Ensuite, la commission ne peut pas se faire soupçonner de complaisance à l’égard d’un des pays membres, alors que le Commissaire chargé de la politique économique est lui-même français et ancien ministre de ce Président. La Commission et l’Allemagne qui a soutenu l’idée n’a pas fait de cadeau à la France en nommant Pierre  Moscovici à ce poste. Il ne pourra pas être laxiste avec la France. Impossible.

Enfin, la Commission a très mal reçu le fait d’être accusée par la France de mener une politique qui ferait le lit du FN. Il faut dire que l’argument manque d’élégance.
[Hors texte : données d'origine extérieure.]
PR #1372, opened 2026-09-18
Return HTTP/2 connection window credit for response bytes never read

### LINKED ISSUE #1371: HTTP/2 client leaks connection-level flow-control window when a response body is closed unread (retries, HTTP.open)
## Summary

On HTTP/2, the client never returns flow-control credit for response bytes that were received but not read. Every response body that gets closed unread (`body_close!(::H2Body)`) permanently shrinks the connection-level receive window. Once the window reaches zero the server can no longer send any `DATA` on that connection, and the next request that does try to read its body hangs until a timeout fires or the peer resets the stream.

This is easy to hit without ever touching the streaming API, because the built-in retry loop closes the body of every retried attempt unread. Polling an endpoint that answers `5xx` for a while (each `HTTP.get` = up to 5 attempts, 4 discarded bodies) exhausts the window after a handful of calls; on a real server behind a CDN this showed up as a ~5 minute hang followed by `HTTP/2 stream reset by peer: PROTOCOL_ERROR`, and the connection stayed unusable afterwards. HTTP/1.1 (`protocol=:h1`) is unaffected.

Versions: HTTP.jl v2.7.0 (also reproduced on v2.6.7), Julia 1.12.7, Linux x86_64.

## Reproducer

Fully local, only depends on HTTP.jl. The server returns a body of exactly 65535 bytes, which is the default connection window, so a single unread body is enough.

```julia
using HTTP

# Every response carries a body of exactly 65535 bytes: the default HTTP/2
# connection-level receive window. A single fully received body uses up the
# whole window, so the client must send WINDOW_UPDATE for those bytes before
# the server can send any further DATA on that connection.
const BODY = repeat("x", 65535)
const STATUS = Ref(200)
server = HTTP.serve!("127.0.0.1", 0; listenany=true) do req
    return HTTP.Response(STATUS[]; body=BODY)
end
url = "http://127.0.0.1:$(HTTP.port(server))/"

function report(f, label)
    t = time()
    try
        r = f()
        println(label, ": ok, status=", r.status, ", body=", length(r.body), " bytes (",
                round(time() - t; digits=2), "s)")
    catch e
        println(label, ": FAILED after ", round(time() - t; digits=1), "s: ", sprint(showerror, e))
    end
end

# Scenario A: discard one unread body via HTTP.open, then do a normal request
# on the same connection.
for protocol in (:h1, :h2)
    STATUS[] = 200
    client = HTTP.Client()
    # Read the headers only. The body is never consumed, so HTTP.jl closes the
    # response body (RST_STREAM CANCEL on h2) when the do-block returns.
    HTTP.open("GET", url; client, protocol, retry=false, request_timeout=5) do stream
        HTTP.startread(stream)
    end
    report("A/$protocol: GET after one discarded body") do
        HTTP.get(url; client, protocol, retry=false, request_timeout=5)
    end
    close(client)
end

# Scenario B: the same thing happens implicitly inside the built-in retry loop.
# The server answers 503, so HTTP.get retries and discards the body of every
# attempt except the last one.
for protocol in (:h1, :h2)
    STATUS[] = 503
    report("B/$protocol: GET with default retries against a 503") do
        HTTP.get(url; protocol, status_exception=false, retry_bucket=false,
                 respect_retry_after=false, request_timeout=10)
    end
end

HTTP.forceclose(server)
```

Output (identical on three consecutive runs):

```
A/h1: GET after one discarded body: ok, status=200, body=65535 bytes (0.01s)
A/h2: GET after one discarded body: FAILED after 5.0s: http timeout during request (budget 5000000000 ns, elapsed 5006082249 ns)
B/h1: GET with default retries against a 503: ok, status=503, body=65535 bytes (0.34s)
B/h2: GET with default retries against a 503: FAILED after 10.0s: http timeout during request (budget 10000000000 ns, elapsed 10000559999 ns)
```

With smaller bodies the same thing happens after more discards, e.g. a 4096-byte body stalls after the 16th unread body (16 · 4096 > 65535). Against public HTTP/2 servers the numbers line up too: with a 1576-byte 404 page, the 43rd `HTTP.open` that leaves the body unread gets `RST_STREAM INTERNAL_ERROR` from the server (65535 / 1576 ≈ 41.6).

## Where it goes wrong

The only place the client sends `WINDOW_UPDATE` is `_send_window_updates!`, and it is only called from `body_read!` for the bytes that were actually copied out to the caller:

https://github.com/JuliaWeb/HTTP.jl/blob/v2.7.0/src/http2_client.jl#L1736-L1741

`body_close!(::H2Body)` marks the stream done, sends `RST_STREAM(CANCEL)` and unregisters the stream, but never credits the bytes that are still sitting in `state.body` (or that the peer already put on the wire before it sees the reset):

https://github.com/JuliaWeb/HTTP.jl/blob/v2.7.0/src/http2_client.jl#L1762-L1784

The retry path discards responses through exactly this function, so the leak is hit by default settings:

https://github.com/JuliaWeb/HTTP.jl/blob/v2.7.0/src/http_client.jl#L1031-L1033

Per RFC 9113 §6.9 the connection-level window is consumed by every `DATA` frame received regardless of what happens to the stream afterwards, so the client has to return credit for received-but-unread bytes when it abandons a stream (and for any `DATA` that still arrives for a stream it has already reset). The per-stream window doesn't matter after the reset; the connection-level one does.

## Workarounds

- `protocol=:h1`
- avoid unread bodies, e.g. `retry=false` (or a `retry_if` that never retries on a response) when polling endpoints that return `5xx`

krynju:
Fixes #1371.

## What was wrong

The HTTP/2 client only ever sent `WINDOW_UPDATE` for body bytes that the caller actually read (`body_read!` → `_send_window_updates!`). Bytes that arrived but were never read were silently dropped:

- `body_close!` on an unread body sent `RST_STREAM(CANCEL)` and unregistered the stream, but never credited the bytes still sitting in the stream buffer. The built-in retry loop closes the body of every attempt it gives up on this way, so a plain `HTTP.get` against an endpoint returning `5xx` leaked four bodies per call.
- DATA that arrived for a stream that was already reset/unregistered (our `RST_STREAM` racing the peer's in-flight frames) was ignored without credit.
- DATA frame padding is flow-controlled but never reaches the reader, so it was never credited either.

Every leaked byte permanently shrank the shared 65535-byte connection-level window. Once it hit zero the server could not send `DATA` on *any* stream of that connection, and the next request that tried to read its body hung until a timeout or a peer reset. With the default 65535-byte window a single unread 65535-byte body is enough; see the reproducer in #1371.

## What this does

Return the credit at the point where bytes are received but will never reach a reader:

- **`body_close!`** computes the unread buffered bytes (under the stream lock, in the same section that marks the stream done) and sends a connection-level `WINDOW_UPDATE` right after the `RST_STREAM`. Same on the `Content-Length` overflow path in `body_read!`.
- **Read loop**: `_handle_stream_data!` refunds DATA for a stream that is already done or failed instead of dropping it, and the `DataFrame` branch refunds DATA for a stream that is no longer registered (only for odd stream ids below `next_stream_id`, i.e. streams we actually opened; anything else stays ignored as before).
- **Padding**: `DataFrame` gets a `padding::Int` field (pad-length octet included) filled in by `read_frame!`; the read loop credits it immediately. The 3-argument constructor is kept, so existing call sites and `write_frame!` are unchanged.
- `_send_window_updates!` gets a `stream_level` switch. Abandoned streams only get the connection-level update; a stream-level update for a stream we reset is meaningless. This mirrors the server-side helper, which already has the same switch.

No public API changes.

## How Go's HTTP/2 transport handles this

I compared with `golang.org/x/net/http2` (what `net/http` uses), since it deals with exactly these three cases:

- Closing an unread body: [`transportResponseBody.Close`](https://github.com/golang/net/blob/656874fd46a65a97eac94003e0eb8751be4403d0/http2/transport.go#L2229-L2252) aborts the stream, then takes `unread := cs.bufPipe.Len()` and sends a **connection-level** `WINDOW_UPDATE` for it ("Return connection-level flow control"). That is what `body_close!` now does.
- DATA for a stream that no longer exists: [`processData`, `cs == nil` branch](https://github.com/golang/net/blob/656874fd46a65a97eac94003e0eb8751be4403d0/http2/transport.go#L2271-L2301) — "We probably did ask for this, but canceled. Just ignore it. But at least return their flow control" — again connection-level only. That is the new `state === nothing` branch in the read loop. (Go treats a stream id it never issued as a connection error; this PR keeps HTTP.jl's existing behaviour of ignoring those, it just doesn't credit them.)
- Padding and data written to an already-closed stream: [`processData` refund block](https://github.com/golang/net/blob/656874fd46a65a97eac94003e0eb8751be4403d0/http2/transport.go#L2334-L2365) — "Return any padded flow control now, since we won't refund it later on body reads" and "Return len(data) now if the stream is already closed, since data will never be read". Go skips the stream-level update when the stream was reset (`if !didReset`), which is the `stream_level=false` case here.

One deliberate difference: Go batches window updates through [`inflow.add`](https://github.com/golang/net/blob/656874fd46a65a97eac94003e0eb8751be4403d0/http2/flow.go#L33-L53) (it withholds updates smaller than 4 KiB unless they would at least double the peer's window) and also enforces the receive window on the incoming side. HTTP.jl currently sends an update per read and does not track the receive window, and this PR keeps that model; the refunds are sent immediately, like the existing per-read updates. Batching/enforcement would be a separate change.

## Tests

- `HTTP/2 client returns connection-level window credit for a body closed unread (#1371)` — wire-level: a fake server sends a 4000-byte body without `END_STREAM`, the client closes it unread, the server asserts it sees `RST_STREAM(CANCEL)` followed by `WINDOW_UPDATE(0, 4000)`, then sends 1000 more bytes on the reset stream and asserts `WINDOW_UPDATE(0, 1000)`; no stream-level updates.
- `HTTP/2 connection stays usable after response bodies are discarded (#1371)` — `HTTP.serve!` with a 65535-byte body: `HTTP.open` + `startread` without reading, then a normal `HTTP.get`; and a `503` with default retries. Both previously hung until `request_timeout`.
- The existing padded-DATA test now also checks that the full 6-byte payload (2 data + 4 padding) is credited at the connection level and only the 2 data bytes on the stream.

Both new tests fail on `master` and pass with this change. Full test suite passes locally (Julia 1.12, 4 threads).


quinnj:
The new test requires refunds in the order `[4000, 1000]`, but the two tasks can validly send `[1000, 4000]`. I forced that order and the test failed. Please compare the refunds without requiring their order (`test/http2_client_tests.jl:1785`).

quinnj:
Both reported cases pass with this fix. One related leak remains: if a reset arrives during upload, before `H2Body` is created, `_h2_roundtrip_incoming!` unregisters the stream without refunding buffered bytes. I reproduced 65,535 bytes discarded with zero credit returned. This also fails on the base branch. Could the error cleanup refund those bytes too?

PR #3853, opened 2022-11-29
stake-pool: Refresh blockhash more often on update tests

joncinque:
#### Problem

The stake pool tests still fail CI randomly.  This may be due to a known issue of transactions short-circuiting if they have the same signature, e.g. doing the same transfer twice with the same blockhash.  This might be causing some tests to timeout in CI.

#### Solution

Refresh the blockhash more often in the `update_validator_list_balance*` tests.


joncinque:
One day, this will be totally stable.  Until then, we fix CI errors!

PR #3854, opened 2022-11-29
stake-pool: Make transaction signatures unique in withdraw test

joncinque:
#### Problem

There are still new failures in the stake pool tests. The most recent one https://github.com/solana-labs/solana-program-library/actions/runs/3576868159/jobs/6015187724 is likely due to running the same transaction signature twice.

#### Solution

Make the transaction different to force a new signature.


joncinque:
Maybe this will finally do it!

PR #3856, opened 2022-11-30
stake-pool: Support stake redelegation

### LINKED ISSUE #3749: stake-pool: Integrate stake redelegation
#### Problem

The stake program added the redelegate instruction in https://github.com/solana-labs/solana/pull/26294, which easily moves stake from one validator to another without losing an epoch of rewards due to the flow of deactivate -> wait -> delegate -> wait.

Stake pools are extremely important users of stake accounts, and we want most stake to go through a stake pool at some point.  When stake pools rebalance, they lose out on rewards, impacting their performance, so many just don't do it, or only move a minimal amount to keep their financial performance high.

#### Solution

Add a `redelegate` instruction to the stake pool program, which moves a certain number of lamports from one validator to another.  Underneath, this instruction will:

* split lamports from the main stake account into the redelegation stake account, a PDA given by some seed (also part of the instruction), where the seed will be stored in the `ValidatorStakeInfo` entry for that validator in the pool
* redelegate from the redelegation stake account to an ephemeral stake account, a PDA given by some other seed (honestly, it doesn't matter because it will be immediately deleted in the next step)
* immediately merge the ephemeral stake account into the transient stake account for the validator

This model allows for multiple redelegations *into* the same validator in one epoch.  The redelegated stake account needs to stay around to be reabsorbed into the pool, so there's only one redelegation possible *from* a validator per epoch. However, this means that it is *not* possible to decrease stake from a validator *and also* redelegate to it.  That would be a weird situation though.

During the `update_validator_list_balance` instruction, instead of passing in two accounts per validator (the main stake account and the transient stake account), we'll also pass in the redelegation stake account, so we'll update in groups of three.  If the redelegation stake account exists and is deactivated, the reserve stake account receives the rent-exempt lamports.

Since there's enough changes happening in https://github.com/solana-labs/solana-program-library/pull/3714, let's land that first before tackling this.

cc @mvines

joncinque:
#### Problem

https://github.com/solana-labs/solana/pull/26294 added the ability to redelegate stake in one go, without waiting for cooldowns and warmups, allowing delegators to move stake much more easily.

While normal delegators will certainly make good use of it, stake pools will truly benefit from it, allowing managers to maintain high performance on their pool.

#### Solution

Add the ability to redelegate on stake pools!

The implementation aims to keep this simple, reusing the transient stake accounts used for normally rebalancing pool.  The instruction processor roughly does:

* split from source account into transient
* redelegate from transient account into ephemeral account -- this account is only used for the duration of the transaction, and uses a PDA to avoid the additional signature cost on a normal ephemeral account. To avoid griefing possibilities, you can pass in any u64 seed for it.
* if the destination validator has a transient account, try to merge the ephemeral account into it -- this means you can redelegate *into* one validator multiple times per epoch, which is pretty neat. This encourages easy movement into good validators.
* if the destination validator has no transient account, split the entirety of the ephemeral account into the new transient account

Fixes #3749

### DIFF
--- a/stake-pool/program/src/instruction.rs
+++ b/stake-pool/program/src/instruction.rs
@@ -501,7 +501,7 @@ pub enum StakePoolInstruction {
     ///  5. `[w]` Source transient stake account to receive split and be redelegated
     ///  6. `[w]` Uninitialized ephemeral stake account to receive redelegation
     ///  7. `[w]` Destination transient stake account to receive ephemeral stake by merge
-    ///  8. `[w]` Destination stake account to receive transient stake after activation
+    ///  8. `[]` Destination stake account to receive transient stake after activation
     ///  9. `[]` Destination validator vote account
     /// 10. `[]` Clock sysvar
     /// 11. `[]` Stake History sysvar
--- a/stake-pool/program/src/instruction.rs
+++ b/stake-pool/program/src/instruction.rs
@@ -473,6 +473,58 @@ pub enum StakePoolInstruction {
         /// seed used to create ephemeral account.
         ephemeral_stake_seed: u64,
     },
+
+    /// (Staker only) Redelegate active stake on a validator, eventually moving it to another
+    ///
+    /// Internally, this instruction splits a validator stake account into its
+    /// corresponding transient stake account, redelegates it to an ephemeral stake
+    /// account, then merges that stake into the destination transient stake account.
+    ///
+    /// In order to rebalance the pool without taking custody, the staker needs
+    /// a way of reducing the stake on a stake account. This instruction splits
+    /// some amount of stake, up to the total activated stake, from the canonical
+    /// validator stake account, into its "transient" stake account.
+    ///
+    /// The instruction only succeeds if the source transient stake account and
+    /// ephemeral stake account do not exist.
+    ///
+    /// The amount of lamports to move must be at least twice rent-exemption
+    /// plus the minimum delegation amount. Rent-exemption is required for the
+    /// source transient stake account, and rent-exemption plus minimum delegation
+    /// is required for the destination ephemeral stake account.
+    ///
+    ///  0. `[]` Stake pool
+    ///  1. `[s]` Stake pool staker
+    ///  2. `[]` Stake pool withdraw authority
+    ///  3. `[w]` Validator list
+    ///  4. `[w]` Source canonical stake account to split from
+    ///  5. `[w]` Source transient stake account to receive split and be redelegated
+    ///  6. `[w]` Uninitialized ephemeral stake account to receive redelegation
+    ///  7. `[w]` Destination transient stake account to receive ephemeral stake by merge
+    ///  8. `[w]` Destination stake account to receive transient stake after activation
+    ///  9. `[]` Destination validator vote account
+    /// 10. `[]` Clock sysvar
+    /// 11. `[]` Rent sysvar
+    /// 12. `[]` Stake History sysvar
+    /// 13. `[]` Stake Config sysvar
+    /// 14. `[]` System program
+    /// 15. `[]` Stake program
+    Redelegate {
+        /// Amount of lamports to redelegate
+        #[allow(dead_code)] // but it's not
+        lamports: u64,
+        /// Seed used to create source transient stake account
+        #[allow(dead_code)] // but it's not
+        source_transient_stake_seed: u64,
+        /// Seed used to create destination ephemeral account.
+        #[allow(dead_code)] // but it's not
+        ephemeral_stake_seed: u64,
+        /// Seed used to create destination transient stake account. If there is
+        /// already transient stake, this must match the current seed, otherwise
+        /// it can be anything
+        #[allow(dead_code)] // but it's not
+        destination_transient_stake_seed: u64,
+    },
 }
 
 /// Creates an 'initialize' instruction.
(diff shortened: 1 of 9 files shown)


mvines:
@2501babe - have you had a chance to learn about the stake pool program yet? 
If no, this could be a nice place to start asking question and learning.
If yes, please help review to get more eyes on this.

@joncinque - do you have a line to any ecosystem teams using the SPL stake-pool program? if possible it'd be nice to involve engineers from those teams for review here too

stake-pool/program/src/instruction.rs
```diff
@@ -421,6 +421,58 @@ pub enum StakePoolInstruction {
...
+    ///  2. `[]` Stake pool withdraw authority
+    ///  3. `[w]` Validator list
+    ///  4. `[w]` Source canonical stake account to split from
+    ///  5. `[w]` Source transient stake account to receive split and be redelegated
+    ///  6. `[w]` Uninitialized ephemeral stake account to receive redelegation
+    ///  7. `[w]` Destination transient stake account to receive ephemeral stake by merge
+    ///  8. `[w]` Destination stake account to receive transient stake after activation
+    ///  9. `[]` Destination validator vote account
+    /// 10. `[]` Clock sysvar
+    /// 11. `[]` Rent sysvar
```
mvines, line 455: sysvar `get()` can be used for these instead of passing in the addresses right?

stake-pool/program/src/instruction.rs
```diff
@@ -421,6 +421,58 @@ pub enum StakePoolInstruction {
...
+        lamports: u64,
+        /// Seed used to create source transient stake account
+        #[allow(dead_code)] // but it's not
+        source_transient_stake_seed: u64,
+        /// Seed used to create destination ephemeral account.
+        #[allow(dead_code)] // but it's not
+        ephemeral_stake_seed: u64,
+        /// Seed used to create destination transient stake account. If there is
+        /// already transient stake, this must match the current seed, otherwise
+        /// it can be anything
```
mvines, line 472: Should we recommend the client generate a random u64 value?
`otherwise it can be anything` will cause every good lazy programmer to hard code 0

stake-pool/program/src/instruction.rs
joncinque: Ah, good call. The clock is required for stake merge, so just the rent can be removed

stake-pool/program/src/instruction.rs
joncinque: They can be reused, similar to transient stake accounts used for increase / decrease. `0` is fine for the most part, but the stake bots just increment every time to be safe.

stake-pool/program/src/instruction.rs
mvines: Ah dang. Yeah we'd need to add a new stake program instruction

joncinque:
> do you have a line to any ecosystem teams using the SPL stake-pool program? if possible it'd be nice to involve engineers from those teams for review here too

@mvines yep, I've involved Marinade so far, and will involve Socean too. Otherwise, this will also get audited

CMEONE:
> do you have a line to any ecosystem teams using the SPL stake-pool program? if possible it'd be nice to involve engineers from those teams for review here too
@mvines Engineers from BlazeStake and Jito will also review the code!

@AlexanderRay does JPool want to take a look at this PR as well? I'm happy to work together again with you on adding and testing more JS bindings as well :)

stake-pool/program/src/instruction.rs
```diff
@@ -421,6 +421,57 @@ pub enum StakePoolInstruction {
...
+    ///
+    ///  0. `[]` Stake pool
+    ///  1. `[s]` Stake pool staker
+    ///  2. `[]` Stake pool withdraw authority
+    ///  3. `[w]` Validator list
+    ///  4. `[w]` Source canonical stake account to split from
+    ///  5. `[w]` Source transient stake account to receive split and be redelegated
+    ///  6. `[w]` Uninitialized ephemeral stake account to receive redelegation
+    ///  7. `[w]` Destination transient stake account to receive ephemeral stake by merge
+    ///  8. `[w]` Destination stake account to receive transient stake after activation
```
2501babe, line 452:
```suggestion
    ///  8. `[]` Destination stake account to receive transient stake after activation
```
`AccountMeta::new_readonly(*destination_validator_stake, false),`

2501babe:
going to finish reviewing this on monday, i stumbled on `stake_allow_zero_undelegated_amount` when looking at the stake program code and went down a rabbithole because of its possible relevance to the single-pool

stake-pool/program/src/processor.rs
```diff
@@ -1444,6 +1568,316 @@ impl Processor {
...
+                &vote_account_address,
+                NonZeroU32::new(validator_stake_info.validator_seed_suffix),
+            )?;
+            if validator_stake_info.transient_stake_lamports > 0 {
+                return Err(StakePoolError::TransientAccountInUse.into());
+            }
+            if validator_stake_info.status != StakeStatus::Active {
+                msg!("Validator is marked for removal and no longer allows increases");
+                return Err(StakePoolError::ValidatorNotFound.into());
+            }
```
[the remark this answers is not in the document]
2501babe: oh, is this in reference to the increase to the ephemeral account instead?

stake-pool/program/tests/redelegate.rs
```diff
@@ -0,0 +1,1129 @@
...
+        stake_pool_accounts,
+        source_validator_stake,
+        destination_validator_stake,
+        minimum_redelegate_lamports,
+        slot,
+    )
+}
+
+#[tokio::test]
+async fn success() {
```
2501babe, line 122: it would be nice if the test names were prefixed with `redelegate_` so that `cargo test-sbf redelegate` does this expected thing

2501babe:
i cant find anything substantive to criticize. also i made a point of tracing where all the account infos are validated and that all looks solid to me

also, for my own enlightenment... i was initially confused why we didnt reclaim the rent from the source transient account at the end of `process_redelegate`, and used one of the tests to confirm it actually didnt work (because redelegate marks the source as deactivated), and tracked down the `StakeError::MergeTransientStake`. this is because the source transient account still retains the effective stake until the next epoch, at which point it moves to the destination transient account, right? at which point, `UpdateValidatorListBalance` will merge the destination transient acocunt into the destination main account, and sweep the source transient account into the reserve

stake-pool/program/src/processor.rs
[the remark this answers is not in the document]
joncinque: Nice spot, this was definitely some bad copy-paste. I'll change it to "no longer allows redelegation"

stake-pool/program/tests/redelegate.rs
joncinque: ah, I Just do `cargo test-sbf --test redelegate` to scope the runs. Since you can scope that way, I think it's redundant to add `redelegate_` again in the test name. Is that ok?

joncinque:
It's a confusing side-effect of the redelegate implementation, which takes advantage of the duplication of info between the `Delegation` struct on the stake account and its lamports. All of the lamports (minus rent) are moved from the source to the destination, but the source is still delegated and deactivating, and retains the delegated amount info. This way, the source gets properly credited with epoch rewards.

The destination *also* gets the effective stake amount, so the stake is actually double counted, but the lamports are only in one place. I spent a long time making sure that it wasn't exploitable, and I could only find weird corner cases. If you want to spend some time looking at the redelegate implementation, more eyes are always welcome!

And yeah, as you noticed, when the source transient stake deactivates, then the reserve can consume its rent and rewards.

stake-pool/program/tests/redelegate.rs
2501babe: ooh til

joncinque:
Merging to provide an easier patch for audits. Feel free to provide post-merge comments!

Ce n’est pas la Commission de Bruxelles qui encourage le FN, c’est la façon pas très courageuse dont le gouvernement utilise l’Europe comme bouc émissaire de ses propres lâchetés. La crise pourrait rendre intelligent.

Pour toutes ces raisons, Bruxelles ne lâchera pas la surveillance de la France. Fin de l’année, il faudra encore que l’on explique où sont les efforts annoncés et les réformes de structures promises.